There was a significant 22% reduction in cardiovascular death with Victoza(R) treatment vs placebo (95% CI: 0.66; 0.93, p=0.007) and reductions in non-fatal myocardial infarction (HR=0.88, 95% CI: 0.75; 1.03, p=0.11) and non-fatal stroke (HR=0.89, 95% CI: 0.72; 1.11, p=0.30).[1],[2]
"These findings are exciting, as it demonstrates that Victoza(R) can improve outcomes beyond glucose reduction and weight loss by helping to avoid cardiovascular complications and death in people with type 2 diabetes," said Dr John Buse, chairman of the LEADER Steering Committee and chief of Endocrinology and director of the Diabetes Care Centre at the University of North Carolina School of Medicine. "Type 2 diabetes treatments that can also reduce cardiovascular risk are important since cardiovascular disease is the leading cause of death worldwide in this patient population."
All-cause death was significantly reduced by 15% with Victoza(R) compared to placebo (95% CI: 0.74; 0.97, p=0.02).
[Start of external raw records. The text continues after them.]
PR #577, opened 2017-06-01
Fix salon file

lowercase-donkey:


lowercase-donkey:
For some reason, git locally was saying that all of the content of salon was being replaced, but that mistake is not happening on web, thankfully.

The main thing here is that there seems to be a duplicate section in salon that's actually showing duplicate text sections for players.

The expanded CV endpoint was significantly reduced by 12% with Victoza(R) compared to placebo (95% CI: 0.81; 0.96, p=0.005). The expanded CV endpoint included the three components of the primary endpoint in addition to unstable angina leading to hospitalisation, coronary revascularisation and hospitalisation for heart failure.[1],[2]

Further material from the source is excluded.